She was never the equal of Feanor. This much is clear. Feanor is alone in power. He is a freak. 

Again you don't realise that Galadriel gained power from living in the blessed realm. Elrond is a descendant from one of those, who created the blessed realm. 

Another instance where Tolkien implies Elronds power is talking about overthrowing Sauron. Tolkien singles out Elrond especially as having the best chance amongst the non Maia. 

*If the others only Gandalf might be expected to master him - being an emissary of the Powers and a creature of the same order, an immortal spirit taking a visible physical form. In the 'Mirror of Galadriel', 1381, it appears that Galadriel conceived of herself as capable of wielding the Ring and supplanting the Dark Lord. If so, so also were the other guardians of the Three, especially Elrond. But this is another matter. *


> He held no power over her, the attack was delayed cause the group decided it and he was the leader of that group, so Galadriel had to go along with it. She always mistrusted him, the same like she mistrusted Annatar. She wanted Gandalf the be the head of the concil, but he wouldnt. That must have been a heavy throwback. I believe Sauruman and Galadriel never got along very well, you see that very clear in his words to her at the end of the story.
> "And as for the Lady here, I do not trust her: she always hated me, and schemed for your part. I do not doubt that she has brought you this way to have the pleasure of gloating over my poverty."


Elrond too distrusted him, but it does not matter. Saruman won out and convinced the council to follow his plans. He was leader of the council, but he was not a dictator. 

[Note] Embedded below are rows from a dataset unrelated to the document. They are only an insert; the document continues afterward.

PR #217, opened 2016-03-07
Remove all instances of st2stream

lakshmi-kannan:
## What? 

We want to freeze code to generate 1.3 packages. 

We want to revert all changes in https://github.com/StackStorm/st2-packages/pull/192/files pertaining to st2stream service. st2 1.3 branch does not contain stream code so using these changes to build 1.3 packages of st2 would break. 

I went ahead and tried using git foo to revert Kami's PR. It was a disaster and wasn't easy. I had to manually eye ball and fix some stuff. I'd really appreciate if @dennybaa and @Kami can double check I reverted the stream changes. 

```
vagrant@st2dev /mnt/src/storm/st2-packages (v1.3_revert_stream●)$ ag "st2stream"                                                                                                                                                          [ruby-1.9.3p484]
vagrant@st2dev /mnt/src/storm/st2-packages (v1.3_revert_stream●)$
```

TODO

* [x] Make sure we can still build 1.3 packages of st2 with this branch
* [x] Wire st2 release branches to use appropriate release branch of st2-packages to build native packages E.g.: v1.3 branch of st2-packages should build v1.3 branch of st2; master of st2-packages should use master branch of st2 to build packages (1.4dev in our current case). cc: @enykeev did this with  e38210a
* [x] Write a document or a script to manually kickoff package generation for specific st2 version from specific branch of st2-packages. @armab  is on this!


Kami:
LGTM, but I would also grep for "st2stream" and "stream" and make sure there isn't anything left :P

dennybaa:
awesome. looks good.

> Write a document or a script to manually kickoff package generation for specific st2 version from specific branch of st2-packages. @dennybaa: please help!

It's not that hard:

- we need to add v1.3 to publish https://github.com/StackStorm/st2-packages/blob/v1.3/circle.yml#L70-L73
- Then on each commit to v1.3 or manual triggering builds from https://circleci.com/gh/StackStorm/st2-packages/tree/v1.3 packages will be built in published.

enykeev:
@lakshmi-kannan I've updated circle.yml so it would checkout st2 branch with the same name as st2-package branch. Instead of trying to change branch name manually, I've created `v1.3_revert_stream` branch on st2 so please remove it when you're done here.

I couls not help but ask myself whether splitting st2 and st2-packages was good idea to begin with. It seems like we wanted to keep all package specs in one place, but later decided not to do that on a case by case basis. May be we should merge them back then?

dennybaa:
@enykeev :+1: When you'll settle with the stream, publish should be enabled ^^^.

> I could not help but ask myself whether splitting st2 and st2-packages was good idea to begin with. It seems like we wanted to keep all package specs in one place, but later decided not to do that on a case by case basis. May be we should merge them back then?

More easy to support the correcting branch as `v1.3` for st2-package only when it required. In other cases when feature split doesn't happen, I keen to use only master to build packages for several releases, this will help to bring fixes continuously.

Kami:
@enykeev 

> @lakshmi-kannan I've updated circle.yml so it would checkout st2 branch with the same name as st2-package branch. Instead of trying to change branch name manually, I've created v1.3_revert_stream branch on st2 so please remove it when you're done here.

Do we need all of that? We only plan to remove stream stuff from v1.3 packages branch and v1.3 st2 branch doesn't contain stream changes so we should be fine there.

lakshmi-kannan:
@enykeev Thanks for the circle.yml changes. Looks good to me. 

>I could not help but ask myself whether splitting st2 and st2-packages was good idea to begin with. It seems like we wanted to keep all package specs in one place, but later decided not to do that on a case by case basis. May be we should merge them back then?

I was thinking the same yesterday. It doesn't look like we have much advantage in the two repos approach now that we have more knowledge. I am still not completely +1 to combining the repos. I want to do a 1) major release 2) minor release and see if there is still any meaning for two repos approach.

lakshmi-kannan:
ok, merging now.

armab:
That's true, things going to be more and more complicated with 2 separated repos: `st2-packages` and `st2`.
As remember, tried to convince @dennybaa and @lakshmi-kannan at start about combining those.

> Nothing could have destroyed Lorien, unless Suaron woud have come there himself, means the Balrog would have failed.





> She is as powerful as Feanor,  they are equal, even if unlike endowments. Somewhere there is a quote for that, i just dont have it in the moment.


No they are not equals. They were rivals, but in every instant it is very clear Feanor alone was the most powerful of the Noldor. In several cases he is called the mightiest of the Noldor.

*Thus passed Fanor, the mightiest of the Noldor. His spirit waits in the halls of Mandos, until the day when he will redeem himself - in the final battle of Arda.*

*"For Fanor was made the mightiest in all parts of body and mind: in valour, in endurance, in beauty, in understanding, in skill, in strength and subtlety alike: of all the Children of Ilvatar, and a bright flame was in him." *

There are MANY, MANY more quotes all agreeing he was the mightiest of the Noldor.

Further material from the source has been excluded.